◆ **Description of the task**
The required result is the number of lines in this material containing the word "before". Write that number and no other text.

### Data in this exercise

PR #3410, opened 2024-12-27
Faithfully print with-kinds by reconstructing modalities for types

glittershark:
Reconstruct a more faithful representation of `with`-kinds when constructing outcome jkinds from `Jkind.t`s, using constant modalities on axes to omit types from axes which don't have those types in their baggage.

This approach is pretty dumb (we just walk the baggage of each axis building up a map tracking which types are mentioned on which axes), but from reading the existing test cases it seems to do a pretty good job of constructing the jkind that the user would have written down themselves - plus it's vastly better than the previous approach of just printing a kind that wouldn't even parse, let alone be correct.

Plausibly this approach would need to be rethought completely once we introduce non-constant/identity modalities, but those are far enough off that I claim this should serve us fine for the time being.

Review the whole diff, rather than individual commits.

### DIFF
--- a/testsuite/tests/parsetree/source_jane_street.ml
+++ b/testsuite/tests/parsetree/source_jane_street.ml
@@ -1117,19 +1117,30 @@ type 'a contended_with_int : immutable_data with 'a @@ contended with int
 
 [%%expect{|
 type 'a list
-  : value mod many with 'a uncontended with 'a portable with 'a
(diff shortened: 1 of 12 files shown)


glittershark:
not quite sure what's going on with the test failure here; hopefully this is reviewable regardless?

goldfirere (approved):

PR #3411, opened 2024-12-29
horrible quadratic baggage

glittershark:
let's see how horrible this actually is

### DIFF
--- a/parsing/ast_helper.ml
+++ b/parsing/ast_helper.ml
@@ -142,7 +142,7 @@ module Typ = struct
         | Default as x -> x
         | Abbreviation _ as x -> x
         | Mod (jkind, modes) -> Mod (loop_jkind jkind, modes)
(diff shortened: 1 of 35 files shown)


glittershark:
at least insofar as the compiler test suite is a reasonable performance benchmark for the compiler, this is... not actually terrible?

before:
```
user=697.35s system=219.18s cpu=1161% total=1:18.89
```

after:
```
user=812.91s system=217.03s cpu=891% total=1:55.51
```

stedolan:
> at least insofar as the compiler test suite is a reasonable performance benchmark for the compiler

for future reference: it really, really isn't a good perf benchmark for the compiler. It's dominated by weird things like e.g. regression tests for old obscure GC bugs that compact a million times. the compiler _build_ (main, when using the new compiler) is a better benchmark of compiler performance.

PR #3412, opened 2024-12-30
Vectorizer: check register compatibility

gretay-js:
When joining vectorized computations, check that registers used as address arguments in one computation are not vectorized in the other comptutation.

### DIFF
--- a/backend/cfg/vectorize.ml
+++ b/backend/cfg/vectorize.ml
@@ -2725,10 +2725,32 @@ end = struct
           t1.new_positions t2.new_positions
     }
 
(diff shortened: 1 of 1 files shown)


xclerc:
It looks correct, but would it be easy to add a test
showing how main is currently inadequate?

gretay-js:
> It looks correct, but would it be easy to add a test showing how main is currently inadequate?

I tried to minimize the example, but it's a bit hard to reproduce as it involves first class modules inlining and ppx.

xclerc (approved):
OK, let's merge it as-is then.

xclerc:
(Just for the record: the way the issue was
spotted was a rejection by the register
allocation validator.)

######
### Data in this exercise

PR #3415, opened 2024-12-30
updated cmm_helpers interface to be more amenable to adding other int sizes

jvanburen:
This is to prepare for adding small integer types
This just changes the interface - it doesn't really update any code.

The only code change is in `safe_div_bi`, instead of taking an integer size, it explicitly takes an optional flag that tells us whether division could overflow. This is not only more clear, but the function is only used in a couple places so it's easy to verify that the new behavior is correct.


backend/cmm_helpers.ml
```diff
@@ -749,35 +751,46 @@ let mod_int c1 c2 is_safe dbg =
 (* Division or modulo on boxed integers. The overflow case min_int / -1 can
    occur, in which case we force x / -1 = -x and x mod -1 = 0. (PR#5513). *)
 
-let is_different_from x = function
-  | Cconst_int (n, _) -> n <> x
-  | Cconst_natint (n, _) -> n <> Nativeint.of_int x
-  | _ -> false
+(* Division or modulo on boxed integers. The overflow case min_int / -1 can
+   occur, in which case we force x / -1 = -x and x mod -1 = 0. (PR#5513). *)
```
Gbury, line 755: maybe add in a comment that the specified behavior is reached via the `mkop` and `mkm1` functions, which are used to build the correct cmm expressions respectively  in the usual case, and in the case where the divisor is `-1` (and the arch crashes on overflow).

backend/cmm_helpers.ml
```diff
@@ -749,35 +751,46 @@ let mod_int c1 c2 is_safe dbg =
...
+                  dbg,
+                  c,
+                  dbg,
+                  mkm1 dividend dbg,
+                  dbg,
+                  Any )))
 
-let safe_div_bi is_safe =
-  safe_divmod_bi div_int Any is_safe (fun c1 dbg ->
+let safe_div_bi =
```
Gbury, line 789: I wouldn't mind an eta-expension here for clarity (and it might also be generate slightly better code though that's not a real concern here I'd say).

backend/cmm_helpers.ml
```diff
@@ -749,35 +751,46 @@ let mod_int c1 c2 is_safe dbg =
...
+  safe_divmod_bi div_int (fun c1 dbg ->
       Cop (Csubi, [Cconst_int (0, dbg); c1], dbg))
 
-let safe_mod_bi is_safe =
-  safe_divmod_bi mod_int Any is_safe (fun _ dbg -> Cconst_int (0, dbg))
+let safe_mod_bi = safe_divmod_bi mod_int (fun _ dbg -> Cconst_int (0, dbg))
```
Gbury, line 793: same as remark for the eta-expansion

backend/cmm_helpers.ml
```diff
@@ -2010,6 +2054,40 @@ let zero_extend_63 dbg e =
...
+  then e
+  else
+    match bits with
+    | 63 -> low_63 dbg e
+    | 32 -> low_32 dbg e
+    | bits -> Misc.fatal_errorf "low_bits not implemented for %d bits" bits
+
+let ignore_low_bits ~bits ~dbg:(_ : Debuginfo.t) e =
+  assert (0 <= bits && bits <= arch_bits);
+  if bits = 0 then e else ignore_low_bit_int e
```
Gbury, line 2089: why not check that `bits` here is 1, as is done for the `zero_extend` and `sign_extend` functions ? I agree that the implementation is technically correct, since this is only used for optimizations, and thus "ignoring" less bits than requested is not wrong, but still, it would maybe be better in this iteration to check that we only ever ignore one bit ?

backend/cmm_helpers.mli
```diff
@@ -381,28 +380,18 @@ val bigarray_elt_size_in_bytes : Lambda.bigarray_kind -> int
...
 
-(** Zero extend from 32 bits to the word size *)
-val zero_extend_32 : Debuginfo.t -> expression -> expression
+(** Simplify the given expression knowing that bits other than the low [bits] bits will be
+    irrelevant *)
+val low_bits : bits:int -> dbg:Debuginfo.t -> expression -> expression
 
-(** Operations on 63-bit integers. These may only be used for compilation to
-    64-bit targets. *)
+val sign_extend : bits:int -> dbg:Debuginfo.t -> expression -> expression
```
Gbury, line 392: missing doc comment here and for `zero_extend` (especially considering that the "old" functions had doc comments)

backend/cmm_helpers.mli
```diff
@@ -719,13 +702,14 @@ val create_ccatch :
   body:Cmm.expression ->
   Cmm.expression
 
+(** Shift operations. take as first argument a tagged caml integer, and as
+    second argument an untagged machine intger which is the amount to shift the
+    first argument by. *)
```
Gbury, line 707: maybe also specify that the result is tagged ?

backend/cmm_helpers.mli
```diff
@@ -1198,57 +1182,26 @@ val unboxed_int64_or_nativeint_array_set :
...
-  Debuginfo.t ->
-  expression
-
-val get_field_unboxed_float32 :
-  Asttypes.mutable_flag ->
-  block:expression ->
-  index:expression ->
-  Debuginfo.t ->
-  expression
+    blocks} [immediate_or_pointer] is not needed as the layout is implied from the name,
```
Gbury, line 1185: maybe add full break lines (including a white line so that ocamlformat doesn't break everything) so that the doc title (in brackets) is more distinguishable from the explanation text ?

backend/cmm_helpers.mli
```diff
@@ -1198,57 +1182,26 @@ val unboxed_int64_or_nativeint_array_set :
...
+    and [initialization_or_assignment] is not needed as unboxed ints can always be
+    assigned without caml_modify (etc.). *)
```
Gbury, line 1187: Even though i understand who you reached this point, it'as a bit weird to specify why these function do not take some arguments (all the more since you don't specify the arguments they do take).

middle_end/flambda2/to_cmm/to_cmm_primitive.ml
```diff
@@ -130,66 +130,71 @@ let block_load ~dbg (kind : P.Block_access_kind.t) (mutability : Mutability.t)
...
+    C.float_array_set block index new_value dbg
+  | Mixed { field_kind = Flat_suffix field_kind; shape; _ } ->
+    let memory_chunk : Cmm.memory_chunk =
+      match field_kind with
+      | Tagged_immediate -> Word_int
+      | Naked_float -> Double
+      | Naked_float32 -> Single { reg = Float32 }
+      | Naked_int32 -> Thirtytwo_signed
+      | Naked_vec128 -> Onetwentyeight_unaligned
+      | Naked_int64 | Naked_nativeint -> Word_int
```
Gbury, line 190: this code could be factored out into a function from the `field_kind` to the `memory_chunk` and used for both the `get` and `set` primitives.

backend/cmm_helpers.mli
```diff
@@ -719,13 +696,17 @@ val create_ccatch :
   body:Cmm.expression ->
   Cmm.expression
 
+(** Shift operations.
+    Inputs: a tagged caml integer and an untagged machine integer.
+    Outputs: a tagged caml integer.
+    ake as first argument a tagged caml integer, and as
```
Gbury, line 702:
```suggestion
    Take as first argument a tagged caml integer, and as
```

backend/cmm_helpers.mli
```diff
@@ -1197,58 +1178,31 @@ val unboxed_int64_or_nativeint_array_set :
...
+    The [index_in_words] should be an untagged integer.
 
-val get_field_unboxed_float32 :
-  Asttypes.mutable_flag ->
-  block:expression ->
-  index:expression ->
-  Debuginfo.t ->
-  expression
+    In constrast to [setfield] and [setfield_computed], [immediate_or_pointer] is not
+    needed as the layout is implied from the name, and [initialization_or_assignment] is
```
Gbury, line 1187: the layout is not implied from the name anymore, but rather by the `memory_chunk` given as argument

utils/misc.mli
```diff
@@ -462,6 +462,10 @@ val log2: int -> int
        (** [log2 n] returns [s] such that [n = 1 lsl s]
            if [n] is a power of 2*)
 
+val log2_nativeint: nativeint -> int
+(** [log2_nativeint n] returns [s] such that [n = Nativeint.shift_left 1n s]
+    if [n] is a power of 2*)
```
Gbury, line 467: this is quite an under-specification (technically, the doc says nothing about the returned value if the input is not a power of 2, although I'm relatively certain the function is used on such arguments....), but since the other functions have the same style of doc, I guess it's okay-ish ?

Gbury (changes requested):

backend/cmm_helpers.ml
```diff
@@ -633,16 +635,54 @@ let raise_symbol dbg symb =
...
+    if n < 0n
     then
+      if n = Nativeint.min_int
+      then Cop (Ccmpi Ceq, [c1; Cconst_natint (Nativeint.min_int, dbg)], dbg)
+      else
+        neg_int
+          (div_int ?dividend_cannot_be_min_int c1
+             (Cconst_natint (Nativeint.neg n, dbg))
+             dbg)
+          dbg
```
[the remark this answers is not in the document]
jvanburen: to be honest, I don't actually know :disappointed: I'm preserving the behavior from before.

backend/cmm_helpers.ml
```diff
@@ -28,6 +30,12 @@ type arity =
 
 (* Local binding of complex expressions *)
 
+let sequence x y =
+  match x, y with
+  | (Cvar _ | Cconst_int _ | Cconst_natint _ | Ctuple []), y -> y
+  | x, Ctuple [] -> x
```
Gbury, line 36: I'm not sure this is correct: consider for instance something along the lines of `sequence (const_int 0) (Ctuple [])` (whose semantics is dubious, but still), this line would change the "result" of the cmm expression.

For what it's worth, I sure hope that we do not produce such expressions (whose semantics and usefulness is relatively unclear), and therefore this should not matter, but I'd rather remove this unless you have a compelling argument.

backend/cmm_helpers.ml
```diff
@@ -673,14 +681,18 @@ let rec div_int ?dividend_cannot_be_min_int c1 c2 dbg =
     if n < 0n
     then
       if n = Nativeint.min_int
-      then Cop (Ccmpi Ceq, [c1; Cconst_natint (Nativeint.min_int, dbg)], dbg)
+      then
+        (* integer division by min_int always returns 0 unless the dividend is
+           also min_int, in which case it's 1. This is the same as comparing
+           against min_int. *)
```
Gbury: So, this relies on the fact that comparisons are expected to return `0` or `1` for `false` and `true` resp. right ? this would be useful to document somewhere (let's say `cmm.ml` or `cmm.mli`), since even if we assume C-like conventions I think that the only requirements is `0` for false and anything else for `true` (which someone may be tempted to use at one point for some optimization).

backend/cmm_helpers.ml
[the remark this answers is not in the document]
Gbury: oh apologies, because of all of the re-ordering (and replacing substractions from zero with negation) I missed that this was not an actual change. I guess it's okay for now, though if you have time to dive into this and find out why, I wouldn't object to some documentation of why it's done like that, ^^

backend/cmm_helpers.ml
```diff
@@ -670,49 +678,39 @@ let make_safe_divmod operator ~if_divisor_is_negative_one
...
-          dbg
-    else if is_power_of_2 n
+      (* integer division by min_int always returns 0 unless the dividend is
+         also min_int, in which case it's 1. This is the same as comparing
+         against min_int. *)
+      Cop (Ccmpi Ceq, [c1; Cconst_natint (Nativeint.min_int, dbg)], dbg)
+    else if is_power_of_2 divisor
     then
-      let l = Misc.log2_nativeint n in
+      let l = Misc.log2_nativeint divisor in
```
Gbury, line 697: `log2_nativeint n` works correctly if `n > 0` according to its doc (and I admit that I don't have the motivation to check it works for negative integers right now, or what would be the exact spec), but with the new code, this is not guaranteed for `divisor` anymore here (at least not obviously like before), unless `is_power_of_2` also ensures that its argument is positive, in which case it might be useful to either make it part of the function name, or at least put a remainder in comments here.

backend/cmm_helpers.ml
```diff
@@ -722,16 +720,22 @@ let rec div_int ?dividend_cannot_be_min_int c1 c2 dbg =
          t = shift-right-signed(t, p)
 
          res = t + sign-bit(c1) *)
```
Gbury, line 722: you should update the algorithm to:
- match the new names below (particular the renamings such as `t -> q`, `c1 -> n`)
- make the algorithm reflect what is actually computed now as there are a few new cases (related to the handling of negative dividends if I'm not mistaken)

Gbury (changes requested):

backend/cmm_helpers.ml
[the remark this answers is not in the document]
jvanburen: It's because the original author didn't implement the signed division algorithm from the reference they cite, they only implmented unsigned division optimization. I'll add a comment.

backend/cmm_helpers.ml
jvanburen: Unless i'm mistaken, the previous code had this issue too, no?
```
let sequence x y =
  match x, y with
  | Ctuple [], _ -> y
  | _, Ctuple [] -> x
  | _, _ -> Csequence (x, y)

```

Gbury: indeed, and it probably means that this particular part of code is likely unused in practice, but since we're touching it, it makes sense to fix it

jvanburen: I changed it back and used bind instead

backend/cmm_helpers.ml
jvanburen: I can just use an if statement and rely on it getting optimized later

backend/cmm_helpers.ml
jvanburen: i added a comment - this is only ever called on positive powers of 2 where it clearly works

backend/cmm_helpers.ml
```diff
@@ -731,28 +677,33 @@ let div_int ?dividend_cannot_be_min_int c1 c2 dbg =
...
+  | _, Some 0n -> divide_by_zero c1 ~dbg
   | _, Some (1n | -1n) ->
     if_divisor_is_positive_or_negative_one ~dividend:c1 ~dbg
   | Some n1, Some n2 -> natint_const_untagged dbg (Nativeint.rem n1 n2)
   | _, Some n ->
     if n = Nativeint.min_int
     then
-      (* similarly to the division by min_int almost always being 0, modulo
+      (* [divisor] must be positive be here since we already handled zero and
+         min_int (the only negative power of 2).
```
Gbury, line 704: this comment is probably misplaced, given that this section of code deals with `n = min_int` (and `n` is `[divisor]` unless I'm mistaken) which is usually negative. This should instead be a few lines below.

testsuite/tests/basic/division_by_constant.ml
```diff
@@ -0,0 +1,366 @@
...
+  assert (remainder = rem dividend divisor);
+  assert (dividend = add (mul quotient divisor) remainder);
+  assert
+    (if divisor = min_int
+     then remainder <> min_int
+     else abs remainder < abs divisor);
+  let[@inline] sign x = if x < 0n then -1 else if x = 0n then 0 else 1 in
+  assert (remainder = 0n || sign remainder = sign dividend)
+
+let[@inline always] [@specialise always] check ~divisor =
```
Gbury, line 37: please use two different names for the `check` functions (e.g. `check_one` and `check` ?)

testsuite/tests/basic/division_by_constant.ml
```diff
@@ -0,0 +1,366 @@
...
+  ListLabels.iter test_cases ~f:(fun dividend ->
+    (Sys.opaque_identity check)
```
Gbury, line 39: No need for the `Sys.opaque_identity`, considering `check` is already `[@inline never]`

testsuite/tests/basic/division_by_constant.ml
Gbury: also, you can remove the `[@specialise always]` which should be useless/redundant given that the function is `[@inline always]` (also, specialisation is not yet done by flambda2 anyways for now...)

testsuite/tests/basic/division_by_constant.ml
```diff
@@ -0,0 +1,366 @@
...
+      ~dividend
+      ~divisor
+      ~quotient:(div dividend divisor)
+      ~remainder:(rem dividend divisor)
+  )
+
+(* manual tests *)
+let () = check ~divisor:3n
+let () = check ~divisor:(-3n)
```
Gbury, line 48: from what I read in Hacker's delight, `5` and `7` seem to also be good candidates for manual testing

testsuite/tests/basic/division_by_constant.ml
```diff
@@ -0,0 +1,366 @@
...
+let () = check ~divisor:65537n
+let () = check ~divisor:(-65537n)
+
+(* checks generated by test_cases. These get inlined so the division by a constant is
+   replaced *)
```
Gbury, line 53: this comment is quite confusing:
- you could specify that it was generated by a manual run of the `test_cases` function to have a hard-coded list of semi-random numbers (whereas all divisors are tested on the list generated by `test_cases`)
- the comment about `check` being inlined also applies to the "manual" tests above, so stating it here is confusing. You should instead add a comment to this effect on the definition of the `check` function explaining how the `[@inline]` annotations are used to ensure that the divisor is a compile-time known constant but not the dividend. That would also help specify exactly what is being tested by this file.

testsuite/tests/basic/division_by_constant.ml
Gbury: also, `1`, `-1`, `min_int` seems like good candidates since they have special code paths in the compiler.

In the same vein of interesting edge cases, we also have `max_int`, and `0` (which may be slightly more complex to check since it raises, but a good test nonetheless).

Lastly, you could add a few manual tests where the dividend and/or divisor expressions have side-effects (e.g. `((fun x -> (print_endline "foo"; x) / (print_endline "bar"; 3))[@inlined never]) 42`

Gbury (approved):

######

◆ **The completed task**
3